One relatively recent development that definitely annoyed Perry was when Tyler agreed in 2010 to be a judge on American Idol but didn't tell his bandmates.

"Why should I tell you? Four months earlier you were telling people you were going to get a new lead singer?" Tyler says, the hurt still a little palpable in his voice.

When Perry eventually saw American Idol on which his bandmate was a predictably enjoyable loopy star, his anger abated: "I realised that I'd been on that programme – with Katy Perry, of all people. And I'd just forgotten about it."

"I wish I'd said that to you at the time!" bursts out Tyler.

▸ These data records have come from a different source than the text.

Issue #880, opened 2021-11-18
Support for hex-colors


fedoranvar:
Good day to you!

Is there support for hex-colors in `theme`-section?

 like: 
```yaml
green: '#102030'
```
^tried that for 'green' component - it shows error

Thank you!

imsnif:
Not yet! I would love to merge something like this.

ramonGonzEdu:
The PR was merged. just use colors like `"#FF0000"` in config

a-kenji:
Thank you @ramonGonzEdu.

PR #1092, opened 2022-02-22
Add basic support for hex codes in theme

ramonGonzEdu:
This pull request adds the ability to use hex codes in the config as strings.
The theme should follow the pattern:
`green: '#00FF00'`

This supports the `#FFFFFF` format and the `#FFF` format.

Please let me know if there are any issues as this is my first PR.

Possible Issues:
I had to remobe the Copy trait on `PaletteFromYaml` and `PaletteColorFromYaml` in order to ask for a string, but I am looking into serde's `deserialize_with` in order to move the verification step out of the `PaletteColor` conversion.

### DIFF
--- a/zellij-utils/src/input/theme.rs
+++ b/zellij-utils/src/input/theme.rs
@@ -15,7 +15,7 @@ struct Theme {
 }
 
 /// Intermediate deserialization struct
-#[derive(Clone, Copy, Debug, Serialize, Deserialize, PartialEq, Eq, Hash, Default)]
+#[derive(Clone, Debug, Serialize, Deserialize, PartialEq, Eq, Hash, Default)]
 pub struct PaletteFromYaml {
     pub fg: PaletteColorFromYaml,
     pub bg: PaletteColorFromYaml,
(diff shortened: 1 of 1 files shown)


ramonGonzEdu:
This implements #880

ramonGonzEdu:
This assumes 255 as the color value if there is a parsing error. It also simply checks for string length (4 or 7) and ignores the first character

zellij-utils/src/input/theme.rs
```diff
@@ -99,6 +100,29 @@ impl From<PaletteColorFromYaml> for PaletteColor {
...
+                    let red = u8::from_str_radix(hex_string.get(1..2).unwrap(), 16);
+                    let green = u8::from_str_radix(hex_string.get(2..3).unwrap(), 16);
+                    let blue = u8::from_str_radix(hex_string.get(3..4).unwrap(), 16);
+                    (
+                        red.unwrap_or(15) * 16,
+                        green.unwrap_or(15) * 16,
+                        blue.unwrap_or(15) * 16,
+                    )
+                } else {
+                    panic!("Invalid hex string");
```
a-kenji, line 123: Please convert this to an error, rather than a panic.

zellij-utils/src/input/theme.rs
```diff
@@ -99,6 +100,29 @@ impl From<PaletteColorFromYaml> for PaletteColor {
         match yaml {
             PaletteColorFromYaml::Rgb(color) => PaletteColor::Rgb(color),
             PaletteColorFromYaml::EightBit(color) => PaletteColor::EightBit(color),
+            PaletteColorFromYaml::RgbHex(hex_string) => {
+                PaletteColor::Rgb(if hex_string.len() == 7 {
+                    let red = u8::from_str_radix(hex_string.get(1..3).unwrap(), 16);
```
a-kenji, line 105: Same here, maybe check for the length prior to this step and return an error?

a-kenji (changes requested):
Thanks for this work! This already looks very promising and is something we have been looking forward to for a while.

ramonGonzEdu:
Sorry for the late response, i was busy with classes, but I will work on those changes Tomorrow. :)

ramonGonzEdu:
Move to #1536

"Heh heh heh," Perry makes a triumphant chuckle. Tyler sighs, beaten again by his mutant twin. Ultimately, the relationship between them appears to be rooted in respectful acceptance: Tyler still displays a brotherly mix of awe and envy towards Perry ("Joe Fucking Perry") while Perry shrugs benignly that, "if he wasn't the way he is, he couldn't do what he does".

These days both men are grandfathers and Tyler radiates when talking about his grandson, Milo, Liv Tyler's son. Milo loves to come over to Papa Steven's house in Boston: there is a pool with a slide, secret tunnels connecting the rooms and, apparently, trees growing inside.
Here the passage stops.